Problem description:
Wherever the word "configFileOverrides" appears in the entries, copy the whole line.

(Records for the exercise Opens)

PR #3309, opened 2023-03-17
e2e: support icad binary using new genesis commands

crodriguezvega:
## Description

Our simd still uses genesis commands that are at the top level, but icad has those commands now under the `genesis` command, so when I run the compatibility tests for I got [an error because the `add-genesis-account` command was not found](https://github.com/cosmos/interchain-accounts-demo/actions/runs/4445109899/jobs/7803951509). This is a bit of a wacky way of solving the immediate problem, but open for better alternatives.

I guess we should also change our commands in simd to move the genesis commands under `genesis`, to keep it consistent with SDK's simd, but this can be done in a separate PR.

closes: #XXXX

```bash
type: commit message
```

---

write a little note why.


e2e/semverutil/semver.go
```diff
@@ -34,7 +34,7 @@ func (fr FeatureReleases) IsSupported(versionStr string) bool {
 		return true
 	}
 
-	if semverGTE(versionStr, fr.MajorVersion) {
+	if fr.MajorVersion != "" && semverGTE(versionStr, fr.MajorVersion) {
```
crodriguezvega, line 37: If the major version was empty, then it would return as supported.

chatton: does the check on line 33 above not already account for this?

e2e/testconfig/testconfig.go
```diff
@@ -214,25 +226,27 @@ func newDefaultSimappConfig(cc ChainConfig, name, chainID, denom string) ibc.Cha
...
 }
 
 // getGenesisModificationFunction returns a genesis modification function that handles the GenesisState type
 // correctly depending on if the govv1beta1 gov module is used or if govv1 is being used.
 func getGenesisModificationFunction(cc ChainConfig) func(ibc.ChainConfig, []byte) ([]byte, error) {
+	binary := cc.Binary
 	version := cc.Tag
 
-	if govGenesisFeatureReleases.IsSupported(version) {
+	if (binary == "defaultBinary" && govGenesisFeatureReleases.IsSupported(version)) || (binary == icadBinary && icadGovGenesisFeatureReleases.IsSupported(version)) {
```
chatton, line 249: This condition is getting quick complex. Can we maybe split this out into separate named booleans?

I believe you also meant to do `binary == defaultBinary` (not the string "defaultBinary")

It looks like the tests are not failing as we are using the wrong genesis modification function for simd.

.github/workflows/e2e-compatibility-workflow-call.yaml
```diff
@@ -40,6 +40,7 @@ jobs:
         uses: actions/checkout@v3
         with:
           repository: cosmos/ibc-go
+          ref: carlos/e2e-support-binary-new-genesis-commands
```
chatton, line 43: we shouldn't need to change this at all 🤔 

Just realising now, you are just temporarily using this to run icad tests right? You can do this in an easier way via

`Actions` > `Manual E2E (Icad)` > 
image

e2e/semverutil/semver.go
crodriguezvega: I think not... The problem I had was when `MajorVersion` is `""`, then `semverGTE(versionStr, fr.MajorVersion)` will pass and I think the right behaviour would be the opposite (i.e. if no major version is specified, then we should assume that the feature has not been introduced in a new major version).

.github/workflows/e2e-compatibility-workflow-call.yaml
crodriguezvega: > Just realising now, you are just temporarily using this to run icad tests right? 

Yes, that's right. And I needed this to be triggered from the interchain-accounts-demo repository.

e2e/testconfig/testconfig.go
```diff
@@ -370,25 +382,30 @@ func newDefaultSimappConfig(cc ChainConfig, name, chainID, denom string, cometCf
...
 
 // getGenesisModificationFunction returns a genesis modification function that handles the GenesisState type
 // correctly depending on if the govv1beta1 gov module is used or if govv1 is being used.
 func getGenesisModificationFunction(cc ChainConfig) func(ibc.ChainConfig, []byte) ([]byte, error) {
+	binary := cc.Binary
 	version := cc.Tag
 
-	if govGenesisFeatureReleases.IsSupported(version) {
+	doesSimdSupportGovv1Genesis := binary == defaultBinary && govGenesisFeatureReleases.IsSupported(version)
+	doesIcadSupportGovv1Genesis := icadGovGenesisFeatureReleases.IsSupported(version)
```
chatton, line 406: love it! Much more readable!

e2e/semverutil/semver.go
chatton: My assumption was that 

```go
if !semver.IsValid(versionStr) {
		return true
}
```

would be executed if `fr.MajorVersion` was an empty string, if this is not the case then I'm okay with this change 👍

chatton (approved):
LGTM! Thanks for updating the tests to work with icad 👍

e2e/semverutil/semver.go
colin-axner: Could we add a test case?

e2e/testconfig/testconfig.go
colin-axner, line 406: should this have `binary == icadBinary`? I wonder if there's a way we could programmatically tell if we should use gov v1 genesis?

e2e/testconfig/testconfig.go
```diff
@@ -370,25 +382,30 @@ func newDefaultSimappConfig(cc ChainConfig, name, chainID, denom string, cometCf
...
+		Bech32Prefix:           "cosmos",
+		CoinType:               fmt.Sprint(sdk.GetConfig().GetCoinType()),
+		Denom:                  denom,
+		GasPrices:              fmt.Sprintf("0.00%s", denom),
+		GasAdjustment:          1.3,
+		TrustingPeriod:         "508h",
+		NoHostMount:            false,
+		ModifyGenesis:          getGenesisModificationFunction(cc),
+		ConfigFileOverrides:    configFileOverrides,
+		UsingNewGenesisCommand: useNewGenesisCommand,
```
colin-axner, line 395: This is a field specified by interchain test? Seems a bit odd in my opinion since this seems to be very cosmos specific?

e2e/testconfig/testconfig.go
```diff
@@ -360,6 +370,8 @@ func newDefaultSimappConfig(cc ChainConfig, name, chainID, denom string, cometCf
 	tmTomlOverrides["log_level"] = cometCfg.LogLevel // change to debug in ~/.ibc-go-e2e-config.json to increase cometbft logging.
 	configFileOverrides["config/config.toml"] = tmTomlOverrides
 
+	useNewGenesisCommand := cc.Binary == icadBinary && icadNewGenesisCommandsFeatureReleases.IsSupported(cc.Tag)
```
colin-axner, line 373: It would be nice if it was possible to check if the command exists by using the specified binary. But it seems this is likely interchain test could have handled?

colin-axner (approved):
LGTM, thanks for fixing this! Hopefully we can figure out ways to better handle breaking changes to the cli interface across versions as I don't like referencing specific binary names in our test config setup, otherwise it seems contradictory to our support for any binary name/input

e2e/testconfig/testconfig.go
chatton: yes it is, my understanding of how the cobra fields are defined is that any chain could specify whatever args they want, which means the command interchain test ends up using might not actually be correct. It is however in this case. I think there is probably a more generic solution that could be used somewhere though.

e2e/testconfig/testconfig.go
chatton: I think this should be possible using `<bin> help --json` and parsing it as appropriate. I agree that this should be happening in interchaintest.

(Records for the exercise Closes)

Task response:
+		ConfigFileOverrides:    configFileOverrides,
 	configFileOverrides["config/config.toml"] = tmTomlOverrides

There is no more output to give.